Supported pyrolysis for lithographically defined 3D carbon microstructures

Abstract

We present a facile and effective route for the fabrication of carbon microstructures by direct carbonization of polymeric photoresist patterns without distortion or collapse of the microstructure due to high-temperature pyrolysis. The 3D porous structure was a woodpile structure prepared by five-beam interference lithography. Pyrolysis of the SU-8 woodpile structure resulted in shrinkage of the structure into the film with loss of the pore structure. The silica shell support on this SU-8 microstructure provided effective mechanical support to resist pattern distortion or collapse by melting of the photoresist and subsequent large mass loss in the heat treatment. The shrinkages in lattice distance and layer-by-layer distance of the silica-coated SU-8 were measured to be 3% and 60%, respectively.
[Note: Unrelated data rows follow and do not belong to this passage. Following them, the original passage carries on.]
PR #1494, opened 2017-05-04
Merge master before running OSSCheck on branch

jpsim:
To avoid the branch build being so out of date that OSSCheck reports unrelated differences, which is what happened https://github.com/realm/SwiftLint/pull/1489#issuecomment-298983845 for example.

### DIFF
--- a/script/oss-check
+++ b/script/oss-check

The composition of pyrolyzed SU-8 photoresists was characterized by Raman spectroscopy. Current-sensing AFM was used to measure the local electrical conductivity of a 3D pyrolyzed carbon structure. Our pyrolyzed 3D carbon structures were composed of a glassy carbon and possessed the local conductivity of about 103 S m−1. The fabrication of lithographically defined carbon structures with high fidelity will open new opportunities for carbon MEMS and various energy-related microdevices.